* _Your instructions_
All of the data below needs to be set down again, exactly as shown.

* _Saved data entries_
PR #1101, opened 2026-07-10
fix: drops progress freezing by migrating to the Spade POST endpoint

AllanVester:
### Description
Fixes #1099 

This PR restores drop mining by migrating the `send_watch` functionality back to the legacy Spade POST pipeline.

Specifically, this PR modifies `channel.py` to:
1. Update `_spade_payload` to include the fields required for drops attribution (`client_time`, `game`, `game_id`, `is_live`, and `minutes_logged`).
2. Ensure the `user_id` inside `_spade_payload` is explicitly cast to an `int`.
3. Drop the unused `_gql_payload` property.
4. Update the `send_watch` method to dispatch the payload to the Spade POST endpoint (`self._spade_url`) instead of using the broken GQL mutation.

PR #1102, opened 2026-07-11
Switch watch events to Spade with game_id to fix frozen drops

### LINKED ISSUE #1099: No drop progress is being made
It works when I'm manually viewing on steam however when using just the miner it just gets stuck. Progress doesn't move. 

Image

INKCR0W:
Fixes #1099

Twitch no longer counts the GQL `minute-watched` mutation as watch time, so drop progress freezes. This sends watch events through the Spade POST endpoint instead, with a payload matching the web client.

### DIFF
--- a/channel.py
+++ b/channel.py
@@ -43,7 +43,7 @@ class Stream:
         self.title: str = title
         self._stream_url: URLType | None = None
 
-    @cached_property
+    @property
     def _spade_payload(self) -> JsonType:
         payload = [
             {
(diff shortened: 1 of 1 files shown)


Gensh1nPlayer:
confirmed, this fix solve the issue

Nagyhoho1234:
Tested this fix and can confirm it restores real drop progress.

Setup: applied on top of current master (abadd53), built with build.spec on Python 3.10, Windows 11.

To verify server-side (rather than trusting the miner's local display), I queried the `Inventory` GQL operation directly with the same account while the miner ran: watched minutes went 0 → 7 → 17 → 50 over ~50 minutes of mining, progressing continuously past the ~15 minute mark where the broken GQL mutation would freeze and reset (#1099). Three linked campaigns advanced in parallel (Overwatch S3 Launch, OWCS Campaign 4, EWC 2026), and the first 30-minute drop was claimed automatically.

One note in favor of this PR over the alternative in #1101: the explicit `int()` cast on `user_id` there is unnecessary — `user_id` is already an `int`, since twitch.py sets it via `int(validate_response["user_id"])` during token validation.

DevilXD:
Hello,

Sorry, but I've already had a fix for this yesterday, just haven't had the time to push it out.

* _Answer to this task_
PR #1101, opened 2026-07-10
fix: drops progress freezing by migrating to the Spade POST endpoint

AllanVester:
### Description
Fixes #1099 

This PR restores drop mining by migrating the `send_watch` functionality back to the legacy Spade POST pipeline.

Specifically, this PR modifies `channel.py` to:
1. Update `_spade_payload` to include the fields required for drops attribution (`client_time`, `game`, `game_id`, `is_live`, and `minutes_logged`).
2. Ensure the `user_id` inside `_spade_payload` is explicitly cast to an `int`.
3. Drop the unused `_gql_payload` property.
4. Update the `send_watch` method to dispatch the payload to the Spade POST endpoint (`self._spade_url`) instead of using the broken GQL mutation.

PR #1102, opened 2026-07-11
Switch watch events to Spade with game_id to fix frozen drops

### LINKED ISSUE #1099: No drop progress is being made
It works when I'm manually viewing on steam however when using just the miner it just gets stuck. Progress doesn't move. 

Image

INKCR0W:
Fixes #1099

Twitch no longer counts the GQL `minute-watched` mutation as watch time, so drop progress freezes. This sends watch events through the Spade POST endpoint instead, with a payload matching the web client.

### DIFF
--- a/channel.py
+++ b/channel.py
@@ -43,7 +43,7 @@ class Stream:
         self.title: str = title
         self._stream_url: URLType | None = None
 
-    @cached_property
+    @property
     def _spade_payload(self) -> JsonType:
         payload = [
             {
(diff shortened: 1 of 1 files shown)


Gensh1nPlayer:
confirmed, this fix solve the issue

Nagyhoho1234:
Tested this fix and can confirm it restores real drop progress.

Setup: applied on top of current master (abadd53), built with build.spec on Python 3.10, Windows 11.

To verify server-side (rather than trusting the miner's local display), I queried the `Inventory` GQL operation directly with the same account while the miner ran: watched minutes went 0 → 7 → 17 → 50 over ~50 minutes of mining, progressing continuously past the ~15 minute mark where the broken GQL mutation would freeze and reset (#1099). Three linked campaigns advanced in parallel (Overwatch S3 Launch, OWCS Campaign 4, EWC 2026), and the first 30-minute drop was claimed automatically.

One note in favor of this PR over the alternative in #1101: the explicit `int()` cast on `user_id` there is unnecessary — `user_id` is already an `int`, since twitch.py sets it via `int(validate_response["user_id"])` during token validation.

DevilXD:
Hello,

Sorry, but I've already had a fix for this yesterday, just haven't had the time to push it out.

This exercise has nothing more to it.